Re: [gomp4] Some progress on #pragma omp simd
- From: Jakub Jelinek <jakub at redhat dot com>
- To: Aldy Hernandez <aldyh at redhat dot com>
- Cc: Richard Henderson <rth at redhat dot com>, Richard Biener <rguenther at suse dot de>, "Iyer, Balaji V" <balaji dot v dot iyer at intel dot com>, gcc-patches at gcc dot gnu dot org
- Date: Thu, 13 Jun 2013 22:20:52 +0200
- Subject: Re: [gomp4] Some progress on #pragma omp simd
- References: <BF230D13CA30DD48930C31D40993300032A37760 at FMSMSX101 dot amr dot corp dot intel dot com> <20130424060117 dot GV12880 at tucnak dot redhat dot com> <20130424062536 dot GW12880 at tucnak dot redhat dot com> <20130424064054 dot GX12880 at tucnak dot redhat dot com> <5178692F dot 2010902 at redhat dot com> <BF230D13CA30DD48930C31D40993300032A39A2B at FMSMSX101 dot amr dot corp dot intel dot com> <517C0B34 dot 3050804 at redhat dot com> <20130427181734 dot GX28963 at tucnak dot redhat dot com> <20130611165616 dot GG2336 at tucnak dot redhat dot com> <51BA2871 dot 60701 at redhat dot com>
- Reply-to: Jakub Jelinek <jakub at redhat dot com>
On Thu, Jun 13, 2013 at 03:15:45PM -0500, Aldy Hernandez wrote:
>
> >it. Also, not sure what to do for lastprivate, probably use the magic
> >arrays and just in the epilogue of the loop compute which of the array items
> >belonged to the last iteration somehow.
>
> Can't you do (for lastprivate(abc) something like:
>
> if (i == 1024) {
> abc = magic_abc[__builtin_GOMP.simd_lane (1)];
> }
Well, if you do that inside of the loop, you make it probably not
vectorizable.
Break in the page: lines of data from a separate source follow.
PR #999, opened 2020-12-08
ICE server configuration sent through an Offer

MushMal:
*Issue #, if available:*

*Description of changes:*


src/source/Signaling/LwsApiCalls.c
```diff
@@ -1449,14 +1468,55 @@ STATUS sendLwsMessage(PSignalingClient pSignalingClient, PCHAR pMessageType, PCH
...
+            encodedUris[0] = '\0';
+            for (uriCount = 0; uriCount < pSignalingClient->iceConfigs[iceCount].uriCount; uriCount++) {
+                STRCAT(encodedUris, "\"");
+                STRCAT(encodedUris, pSignalingClient->iceConfigs[iceCount].uris[uriCount]);
+                STRCAT(encodedUris, "\",");
+            }
+
+            // remove the last comma
+            urisLen = STRLEN(encodedUris);
+            encodedUris[--urisLen] = '\0';
```
hassanctech, line 1492: If `pSignalingClient->iceConfigs[iceCount].uriCount` is `0` then we will try to access `encodedUris[-1]`

Is it possible for `pSignalingClient->iceConfigs[iceCount].uriCount` to be `0`, should we add validation for this and/or add if/else block around LN1491/1492 to only enter if `uriCount > 0`

MushMal: This would not be the case as this is an internal structure that gets set only after being validated. This said, it's a good idea to validate. Will add a validation earlier in the if clause.

src/source/Signaling/LwsApiCalls.c
```diff
@@ -1627,45 +1693,85 @@ STATUS receiveLwsMessage(PSignalingClient pSignalingClient, PCHAR pMessage, UINT
...
-                if (compareJsonString(pMessage, &tokens[i], JSMN_STRING, (PCHAR) "correlationId")) {
-                    strLen = (UINT32)(tokens[i + 1].end - tokens[i + 1].start);
-                    CHK(strLen <= MAX_CORRELATION_ID_LEN, STATUS_INVALID_API_CALL_RETURN_JSON);
-                    STRNCPY(pSignalingMessageWrapper->receivedSignalingMessage.signalingMessage.correlationId, pMessage + tokens[i + 1].start,
-                            strLen);
-                    pSignalingMessageWrapper->receivedSignalingMessage.signalingMessage.correlationId[MAX_CORRELATION_ID_LEN] = '\0';
+        } else if (!parsedStatusResponse && compareJsonString(pMessage, &tokens[i], JSMN_STRING, (PCHAR) "statusResponse")) {
+            parsedStatusResponse = TRUE;
+            i++;
+        } else if (parsedStatusResponse && compareJsonString(pMessage, &tokens[i], JSMN_STRING, (PCHAR) "correlationId")) {
```
disa6302, line 1699: Can we add the subsequent blocks this way? 

```
if (parsedStatusResponse) {
   if(compareJsonString....) {
   }
   else if (compareJsonString...) {
   }
   else if (compareJsonString...) {
   }
}
```

MushMal: won't work really as the JSON could contain response first and we will enter this clause for all of the consequent parsing for ICE which is wrong. I really need to think on how to simplify these JSON parsing routines further but not for this commit though

hassanctech (approved):
Lgtm

disa6302 (approved):

PR #1009, opened 2020-12-17
README: fix syntax error in IAM policy

codingspirit:

*Issue #, if available:*

*Description of changes:*


MushMal (approved):
We have had a similar issue with cpp documentation that got fixed. https://docs.aws.amazon.com/kinesisvideostreams/latest/dg/how-iot.html

Not sure how this was not.

thanks for taking care of it

PR #1010, opened 2020-12-17
Signaling: Fix possible null access in freeSignaling

codingspirit:
*Issue #, if available:*

*Description of changes:*

Possible null access when:

1. https://github.com/awslabs/amazon-kinesis-video-streams-webrtc-sdk-c/blob/b9e41d1c114acd50da3e72b05d486ebb1a0d2ff7/src/source/Signaling/Signaling.c#L132 failed, `pSignalingClient->lwsServiceLock` is invalid, goto CleanUp and call `freeSignaling`
2. https://github.com/awslabs/amazon-kinesis-video-streams-webrtc-sdk-c/blob/b9e41d1c114acd50da3e72b05d486ebb1a0d2ff7/src/source/Signaling/Signaling.c#L198

### DIFF
--- a/src/source/Signaling/Signaling.c
+++ b/src/source/Signaling/Signaling.c
@@ -97,8 +97,6 @@ STATUS createSignalingSync(PSignalingClientInfoInternal pClientInfo, PChannelInf
     creationInfo.ka_interval = SIGNALING_SERVICE_TCP_KEEPALIVE_PROBE_INTERVAL_IN_SECONDS;
     creationInfo.ws_ping_pong_interval = SIGNALING_SERVICE_WSS_PING_PONG_INTERVAL_IN_SECONDS;
 
-    CHK(NULL != (pSignalingClient->pLwsContext = lws_create_context(&creationInfo)), STATUS_SIGNALING_LWS_CREATE_CONTEXT_FAILED);
-
     ATOMIC_STORE_BOOL(&pSignalingClient->clientReady, FALSE);
     ATOMIC_STORE_BOOL(&pSignalingClient->shutdown, FALSE);
     ATOMIC_STORE_BOOL(&pSignalingClient->connected, FALSE);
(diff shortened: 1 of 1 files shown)


src/source/Signaling/Signaling.c
```diff
@@ -203,10 +203,14 @@ STATUS freeSignaling(PSignalingClient* ppSignalingClient)
     terminateOngoingOperations(pSignalingClient, TRUE);
 
     if (pSignalingClient->pLwsContext != NULL) {
-        MUTEX_LOCK(pSignalingClient->lwsServiceLock);
+        if(IS_VALID_MUTEX_VALUE(pSignalingClient->lwsServiceLock)) {
```
MushMal, line 206: If the pLwsContext != NULL then the mutex is not null

codingspirit: But https://github.com/awslabs/amazon-kinesis-video-streams-webrtc-sdk-c/blob/b9e41d1c114acd50da3e72b05d486ebb1a0d2ff7/src/source/Signaling/Signaling.c#L100 `pLwsContext` is created before `lwsServiceLock`, may I know how can we guarantee mutex is not null when `(pSignalingClient->pLwsContext != NULL)`

MushMal: You are absolutely correct and I am wrong. I confused with the lws call object we create perform the actual les calls. I think a cleaner solution perhaps is to move the lws context creation below the mutex and other object creations. Just above the stepping of the signaling state machine. What do you think?

codingspirit: Move the lws context creation sounds more reasonable than this commit, I will update it, thanks

codingspirit: ready to merge, please review again.

MushMal (approved):

MushMal:
Do you mind rebasing on top of the latest master branch? There is a merge conflict.

codingspirit:
Conflict resolved

PR #1032, opened 2021-01-07
Move to linux from osx

disa6302:
*Issue #, if available:*

*Description of changes:*
- It looks like there are some issues with clang-format install on MacOS Sierra hosts that travisCI uses. Since, all we need to do is check formatting, the type of host does not matter. Linux is more stable and hence this PR moves clang-format check from OSX to Linux.

### DIFF
--- a/.travis.yml
+++ b/.travis.yml
@@ -31,10 +31,11 @@ matrix:
   include:
     #clang check
     - name: "clang-format Check"
-      os: osx
+      os: linux
       compiler: clang
       before_script:
-        - brew install clang-format
+        - sudo apt-get -q update
+        - sudo apt-get -y install clang-format
         - mkdir build && cd build && cmake .. -DCMAKE_BUILD_TYPE=Debug -DBUILD_TEST=TRUE
       script:
         - cd ..


.travis.yml
```diff
@@ -31,14 +31,15 @@ matrix:
...
       compiler: clang
       before_script:
-        - brew install clang-format
+        - sudo apt-get -q update
+        - sudo apt-get -y install clang-format
         - mkdir build && cd build && cmake .. -DCMAKE_BUILD_TYPE=Debug -DBUILD_TEST=TRUE
       script:
         - cd ..
-        - bash scripts/check-clang.sh
+        - ./scripts/check-clang.sh
```
hassanctech, line 42: Any reason for this change, there is a difference here in terms of permissions that need to be set on the file. (Some details here: https://unix.stackexchange.com/questions/136547/what-is-the-difference-between-running-bash-script-sh-and-script-sh). In any case not a blocking change just wanted to understand.

hassanctech (approved):

.travis.yml
disa6302: No. Will change it back to bash once CI passes. I misunderstood the reason for this travis job failure and changed to ./. Also, travis check is stuck at "waiting for status to be reported..." 😔

disa6302: Moved to bash. Merging.

Issue #1041, opened 2021-01-13
[BUG] iceAgentLogNewCandidate logging TCP when UDP


suggestedfixes:
https://github.com/awslabs/amazon-kinesis-video-streams-webrtc-sdk-c/blob/master/src/source/Ice/IceAgent.c#L2615

MushMal:
Seems like a bug

PR #1051, opened 2021-01-20
fix log message for new ice candidate protocol

hassanctech:
*Issue #, if available:*

*Description of changes:*

### DIFF
--- a/src/source/Ice/IceAgent.c
+++ b/src/source/Ice/IceAgent.c
@@ -2604,17 +2604,30 @@ CleanUp:
 VOID iceAgentLogNewCandidate(PIceCandidate pIceCandidate)
 {
     CHAR ipAddr[KVS_IP_ADDRESS_STRING_BUFFER_LEN];
-    PCHAR protocol = "UDP";
+    PCHAR protocol = "UNKNOWN";
 
     if (pIceCandidate != NULL) {
         getIpAddrStr(&pIceCandidate->ipAddress, ipAddr, ARRAY_SIZE(ipAddr));
         if (pIceCandidate->iceCandidateType == ICE_CANDIDATE_TYPE_RELAYED) {
             if (pIceCandidate->pTurnConnection == NULL) {
                 protocol = "NA";
-            } else if (pIceCandidate->pTurnConnection->protocol == KVS_SOCKET_PROTOCOL_UDP) {
-                protocol = "TCP";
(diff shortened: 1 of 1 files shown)


hassanctech:
RE: https://github.com/awslabs/amazon-kinesis-video-streams-webrtc-sdk-c/issues/1041

src/source/Ice/IceAgent.c
```diff
@@ -2604,17 +2604,30 @@ STATUS iceAgentFatalError(PIceAgent pIceAgent, STATUS errorStatus)
 VOID iceAgentLogNewCandidate(PIceCandidate pIceCandidate)
 {
     CHAR ipAddr[KVS_IP_ADDRESS_STRING_BUFFER_LEN];
-    PCHAR protocol = "UDP";
+    PCHAR protocol = "UNKNOWN";
```
disa6302, line 2607: Should we maintain this to be NONE instead of UNKNOWN to align with the KVS_SOCKET_PROTOCOL_* enum?

hassanctech: Yeah I do that below in the switch.  This is for the case that it was none of those values, suppose we add a new enum or pIceCandidate was NULL or pIceCandidate->iceCandidateType ==!= ICE_CANDIDATE_TYPE_RELAYED

MushMal: We should be consistent. There is a usage of 3 terms in this function - NA, NONE and UNKNOWN. Please chose one. I would gravitate towards UNKNOWN

MushMal (approved):

disa6302 (approved):

src/source/Ice/IceAgent.c
hassanctech: They all have different meaning.

* NA means the turn connection was NULL (which makes sense that if turn connection is none, protocol is really NA)
* NONE is just propagating the already set protocol filed in the turn connection
* UNKNOWN specifically means that it was none of those other cases so we really do not know.

hassanctech: The whole point of debugging messages is to be as specific as possible, with the 3 distinct values we'll know more about the state of the variables as opposed to mashing them all together into one.

MushMal: Oh OK. I had approved it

So you need something like:
abc = magic_abc[(count - 1) & (__builtin_GOMP.simd_vf (1) - 1)];
or so.
> >#pragma omp declare simd
> >__attribute__((noinline, noclone)) void
> >bar (int &x, int &y)
> >{
> > x += 4;
> > y += 4;
> >}
>
> Does bar() have anything to do with this example, or was this an oversight?
It was there just to make the stuff addressable during gimplification, and
possibly no longer addressable afterwards.
> >using the magic arrays and so is reduction. While the vectorizer can
> >recognize some reductions, e.g. without -ffast-math it will not vectorize
> >any floating point ones because that means changing the order of
> >computations, while when they are mandated to be one copy per simd lane,
> >the order of computations is clear and thus can be vectorized.
>
> Let me see if I understand (all things floating point confuse me).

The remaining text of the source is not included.